- #1
Pouyan
- 103
- 8
1. In a gas UF6 (uranium hexafluoride) are uranium atoms of both the fissionable uranium isotope 235U , and 238U. To enrich the fissile isotope can let a gas UF6 with natural isotopic composition (0.7% 235U, 99.3% 238U) undergo effusion process. The process is then repeated in many steps in the effusion process, so that 235U progressively enriched, from the initial concentration of 0.7%. After enrichment in the first step of the process, the concentration of 235U increased from 0.7% to k * 0.7%. After the enrichment step n is the concentration (k^n) * 0.7%. What is the value of n when the concentration increased to 0.8% ?! we assume that the system is built so that molecules can not pass back to the original volume of gas, once again gone through the small holes (channels) that give rise to effusion.
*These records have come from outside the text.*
PR #17226, opened 2023-05-17
ui:  add option to filter for jobs that are packs

### LINKED ISSUE #15736: Add type filter option for packs
### Proposal
I would love to be able to filter on the which jobs are packs

Screenshot from 2023-01-09 23-38-35

### Use-cases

Relative atomic mass of fluorine is 19
I know the formula :
v*= p/(sqrt(2pi*m*k*T))
p= pressrue
k= Boltzman constant
m= mass
T = temperature
I know k is the number of collision for (235)UF6 and (238)UF6. In this case :
v* for (235)UF6 / v* (238)UF6
which will be
k= sqrt(m for (238)UF6 / m for (235)UF6) = sqrt((238 + 6*19)/235+6*19) = 1.004
and (1.004) ^n = 0.8/0.7
n= 33.5
This is my attempt and the original answer is a number near to it. My question is :
Should I think that pressure and temperature are constants in this case and the only variable is m ?!
Homework Equations
I know the formula :
v*= p/(sqrt(2pi*m*k*T))
p= pressrue
k= Boltzman constant
m= mass
T = temperature
The Attempt at a Solution
I know k is the number of collision for (235)UF6 and (238)UF6. In this case :
v* for (235)UF6 / v* (238)UF6
which will be
k= sqrt(m for (238)UF6 / m for (235)UF6) = sqrt((238 + 6*19)/235+6*19) = 1.004
and (1.004) ^n = 0.8/0.7
n= 33.5
This is my attempt and the original answer is a number near to it. My question is :
Should I think that pressure and temperature are constants in this case and the only variable is m ?!